The original project

The original project (Martha Mine open pit) was licensed under the Mining Act 1971 and the associated water rights granted under the Water and Soil Conservation Act 1967 and the clean air licence under the Clean Air Act 1972. These consents were granted, following extensive technical and economic investigations and after a lengthy hearing before the then Planning Tribunal.

Mining Licence 32 2388 was granted by the Minister of Energy on 16th July 1987 over 394.27 ha for a term of 30 years.

The Mining Licence and Water Rights have strict conditions aimed at ensuring that mining activities do not adversely affect the amenity of the area or the natural environment. These conditions cover aspects such as noise, dust, vibration, hours of operation, pit slope stability and water quality. Water management and the safe and effective containment of the tailings constitute an important aspect of project management. Performance is subject to rigorous monitoring to ensure compliance with conditions. In the years of operations to date, an excellent degree of compliance has been achieved.

The extended project - 1997

In July 1997 applications to extend the open pit were lodged after extensive consultation with the community and various government departments and the Regional and District Councils under the Resource Management Act 1991, the Crown Minerals Act 1991 and the Local Government Act 1974.

The company prepared an Assessment of Environmental Effects (two volumes) and had consultants prepare 31 technical reports, all of which were lodged as supporting documentation to each of the applications. A Land Use Consent Application was lodged with the District Council, many resource consent applications were lodged with Waikato Regional Council, a variation of the Mining Licence Application was lodged with each of Hauraki District Council, Waikato Regional Council and the Minister of Energy and applications to stop roads were lodged with the Hauraki District Council.

After public notification and submissions, a joint council public hearing, a period for appeals and referral to the Environment Court a final decision to grant the extended project was released in December 1998. Conditions were finalised in October 1999. The variations to the Mining Licence were also processed in the same timeframe.
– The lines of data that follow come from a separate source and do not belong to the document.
PR #2805, opened 2026-01-26
Prototype implementation of VK_EXT_descriptor_heap

HansKristian-Work:
Bringup implementation during spec development. This will have to be rewritten to work alongside at least descriptor buffer paths which will be a glorious mess ...

This branch can be used to compare existing DB with new heap paths for performance, correctness, etc. Once sufficient gains are realized, work to productize this stuff could happen.


Bossiskeyboard:
here is the proton log of black myth wukong
[steam-3132990.log](https://github.com/user-attachments/files/24908019/steam-3132990.log)


[bmw_shader_trace.log](https://github.com/user-attachments/files/24908020/bmw_shader_trace.log)

doitsujin:
Well yeah you're using a Proton build without the necessary winevulkan patches (there currently is none, needs upstream wine 11.1).

Like I said, setup issue on your end, please keep those out of PR discussions.

morgwai:
@HansKristian-Work thanks for the clarification! In such case, would it be possible to temporarily limit commenting ability only to project members and collaborators?

@HansKristian-Work, @doitsujin I would also like to say BIG thank you for your amazing work, while I'm here BTW :)

HansKristian-Work:
This is superseded by https://github.com/HansKristian-Work/vkd3d-proton/pull/2943. Branch will remain valid for comparison until it's merged properly.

The Resource Management Act 1991 and regulatory authorities

The Resource Management Act 1991 sets out a series of considerations and restrictions on the use of land, the use of beds of lakes and rivers, the use of water and also relating to the discharge of contaminants into the environment. Generally, unless a rule in a relevant plan permits an activity, or an appropriate resource consent is held, the activity is not allowed.

Where an application is required, it must be made to the appropriate consent authority. With respect to applications for the use of land the consent authority is the Hauraki District Council. For matters relating to water, the use of beds of rivers and lakes, and the discharge of contaminants to land, air or water the relevant consent authority is Waikato Regional Council. It should be noted that Waikato Regional Council also has limited control of land use with respect to soil conservation and maintenance and enhancement of the quality and quantity of water.

The role of the regulatory authorities is to ensure that the environmental conditions laid down in the Mining Licence, Water Rights and Resource Management Consents are being met. A further independent check is provided by the Peer Review Panels. These are independent bodies of experts who review the technical standards of particular aspects of the operation. They report their findings to Waikato Regional Council and Hauraki District Council.

Submissions can be made in support or opposition to any resource consent application, which are then heard at a Council hearing. Appeals can then be lodged with the Environment Court.